An exciting new tool available to the researcher is DNA.  I had submitted a sample of mine to the Ancestry.com website some years ago and I was delighted to learn that a woman living in Oregon and whose name was included in the document The Families of Davies and Evans was a match to me.  She was descended from David Davies and Mary Jenkins.  This in my view validated my hunch which was further reinforced by another DNA match, also of a person in the The Families of Davies and Evans document. This distant cousin lived in Maryland but had been brought up in North Dakota and his mother had been born in Minnesota.

I have yet to unmask the identity of the kind soul who regularly provided my grandmother and her seven children with a much needed seasonal treat. My cousin in Anglesey believes he has an old postcard "somewhere" from someone who could have been called Betty and who could have posted the card from Florida.

Delving into one's family's roots and migrations can be frustrating and lonely, a sort of "minority sport" like poetry, something people know that they should enthuse over but just haven't got the time or the tools to comprehend the sheer weight of numbers that lead directly to them. I am glad to report that my family on the whole is receptive to my findings. My uncle revealed that in my great grandparents house in Caerwedros was a Black man money box. This uncomfortable cultural artefact was mass-produced in the USA and exported to Europe in the late 19th century. Could this have been another gift from our New World cousins?

I am pleased that many Americans hold dear their Welsh heritage. In my search I received crucial information and support from the Great Plains Welsh Heritage Centre in Whymore, Nebraska, the University of Minnesota in Mankato, and the Blue Earth Genealogical Society, Minnesota.

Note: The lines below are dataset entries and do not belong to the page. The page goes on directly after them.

Issue #10096, opened 2020-08-30
Link no longer available


omenking:
The link does exist
<img width="692" alt="Screen Shot 2020-08-30 at 4 03 53 PM" src="https://user-images.githubusercontent.com/7776/91668405-81d1c580-eada-11ea-8be7-297308c1f755.png">

But it displays this
<img width="773" alt="Screen Shot 2020-08-30 at 4 03 48 PM" src="https://user-images.githubusercontent.com/7776/91668403-7f6f6b80-eada-11ea-8d6c-c3da6d5c365d.png">

**Describe the bug**

**To Reproduce**

**Expected behavior**

**Screenshots**

**Desktop (please complete the following information):**

- OS, version:
- Browser, version:

**Smartphone (please complete the following information):**

- Device:
- OS, version:
- Browser, version:

**Additional context**

rhymes:
Hi @omenking, this is definitely a bug but it's also a communication failure. The `link` liquid tag only works for `dev.to` articles

Rafi993:
Hello there, If this still up for taking. I can help with this bug.

rhymes:
@Rafi993 sure, go ahead! thanks

Rafi993:
> @Rafi993 sure, go ahead! thanks

Thank you @rhymes

Rafi993:
When you use url   
```
{% link https://www.freecodecamp.org/news/ %}
```
it displays the correct error message

![link_error](https://user-images.githubusercontent.com/8092120/94501112-aaa2c300-021e-11eb-9b8f-290b8c70654d.png)

but when I add the url with another '/' like

```
{% link https://www.freecodecamp.org/news/ultimate-dynamodb-2020-cheatsheet/ %}
```
it causes the problem
![link_error](https://user-images.githubusercontent.com/8092120/94501166-d3c35380-021e-11eb-95c2-77d71a219351.png)

It is probably issue in 

https://github.com/forem/forem/blob/1b8a497054cd03e60fafecad7c10a2b5d8c22816/app/liquid_tags/link_tag.rb#L23-L31

PR #10437, opened 2020-09-25
Handling empty gist link error in liquid tag

Rafi993:
## What type of PR is this? 

- [ ] Refactor
- [ ] Feature
- [x] Bug Fix
- [ ] Optimization
- [ ] Documentation Update

## Description

Better error message when user does not provide link to the Gist in liquid tag

## Related Tickets & Documents

closes https://github.com/forem/forem/issues/10410

## QA Instructions, Screenshots, Recordings

empty_gist_link

## Added tests?

- [x] yes
- [ ] no, because they aren't needed
- [ ] no, because I need help

## Added to documentation?

- [ ] docs.forem.com
- [ ] readme
- [x] no documentation needed

PR #10479, opened 2020-09-29
Handling links from different domain

Rafi993:
## What type of PR is this?

- [ ] Refactor
- [ ] Feature
- [x] Bug Fix
- [ ] Optimization
- [ ] Documentation Update

## Description

Shows error message when user uses links from different domain in **link** liquid tag

closes https://github.com/forem/forem/issues/10096

1. Go to comment section in article
2. Paste the comment 
```
{% link https://www.freecodecamp.org/news/ultimate-dynamodb-2020-cheatsheet/ %}
```
3. Click preview it should that link is not valid article link

link_error

## Added tests?

- [x] yes
- [ ] no, because I need help

## Added to documentation?

- [ ] docs.forem.com
- [ ] readme
- [x] no documentation needed

### DIFF
--- a/app/liquid_tags/link_tag.rb
+++ b/app/liquid_tags/link_tag.rb
@@ -21,7 +21,15 @@ class LinkTag < LiquidTagBase
   end
 
   def article_hash(slug)
-    path = Addressable::URI.parse(slug).path
+    url = Addressable::URI.parse(slug)
+    domain = url.port ? "#{url.host}:#{url.port}" : url.host
+    path = url.path
+
+    # If domain is present in url check if it belongs to the app
+    unless domain.blank? || domain&.casecmp?(SiteConfig.app_domain)
+      raise StandardError, "This URL is not an article link: {% link #{slug} %}"
+    end
+
     path.slice!(0) if path.starts_with?("/") # remove leading slash if present
     path.slice!(-1) if path.ends_with?("/") # remove trailing slash if present
     extracted_hash = Addressable::Template.new("{username}/{slug}").extract(path)&.symbolize_keys
--- a/app/liquid_tags/link_tag.rb
+++ b/app/liquid_tags/link_tag.rb
@@ -27,13 +27,13 @@ class LinkTag < LiquidTagBase
 
     # If domain is present in url check if it belongs to the app
     unless domain.blank? || domain&.casecmp?(SiteConfig.app_domain)
-      raise StandardError, "This URL is not an article link: {% link #{slug} %}"
+      raise StandardError, "This link does not point to an article: {% link #{slug} %}"
     end
 
     path.slice!(0) if path.starts_with?("/") # remove leading slash if present
     path.slice!(-1) if path.ends_with?("/") # remove trailing slash if present
     extracted_hash = Addressable::Template.new("{username}/{slug}").extract(path)&.symbolize_keys
-    raise StandardError, "This URL is not an article link: {% link #{slug} %}" unless extracted_hash
+    raise StandardError, "This link does not point to an article: {% link #{slug} %}" unless extracted_hash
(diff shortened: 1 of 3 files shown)


spec/liquid_tags/link_tag_spec.rb
```diff
@@ -19,12 +19,12 @@
     create(:article, user_id: user.id, title: "Hello & Hi <3 <script>", tags: "tag")
   end
 
-  def generate_new_liquid(slug)
+  def generate_new_liquid(slug:)
```
Rafi993, line 22: I converted it to symbol to make it similar to change done in https://github.com/forem/forem/pull/10437#discussion_r495221635

app/liquid_tags/link_tag.rb
```diff
@@ -21,7 +21,15 @@ def get_article(slug)
   end
 
   def article_hash(slug)
-    path = Addressable::URI.parse(slug).path
+    url = Addressable::URI.parse(slug)
+    domain = url.port ? "#{url.host}:#{url.port}" : url.host
+    path = url.path
+
+    # If domain is present in url check if it belongs to the app
```
Rafi993, line 28: This comment might be redundant but I added it anyway,

app/liquid_tags/link_tag.rb
```diff
@@ -21,7 +21,15 @@ def get_article(slug)
...
+    unless domain.blank? || domain&.casecmp?(SiteConfig.app_domain)
+      raise StandardError, "This URL is not an article link: {% link #{slug} %}"
```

That long forgotten branch of my family had many adventures and were among the earliest settlers in what was to become the state of Minnesota. I will watch movies featuring depictions of Sioux Indians somewhat differently in future. Reverend David Davies became Reverend Doctor David Davies and two of his sons and five of his grandsons also became Ministers of Religion.  One of his Caerwedros great grandsons also followed in his footsteps, albeit unwittingly perhaps. 

In Wales, at least, the land remembers. At the funeral, at the graveyard of the disused Pensarn Chapel on a bright summer day in 2017, of the last Davies cousin to live in the village, I lazily made conversation with one of the bearers, a local man I had not met before. I was amazed when he recognised what I told him about the ancestors of the cousin of mine he had just helped to inter, that they had emigrated from that village to Ohio in 1837. One hundred and eighty years later and the people still remember though the story had slipped from the consciousness of the affected family for a number of potential reasons: my grandparents left the village while their children still lived with them; my grandmother died at the age of 48; my great grandfather had been 20 years older than my great grandmother and as a result was not around to share the tale of the grandparents and uncles he had never met with very many of his family; in the rush and distractions of our continuing diaspora, we were in danger of forgetting who we were.

I was born in Cardigan, Wales and honoured to be so. I could so easily have been born in Lake Crystal, Minnesota and would have been equally honoured with that outcome.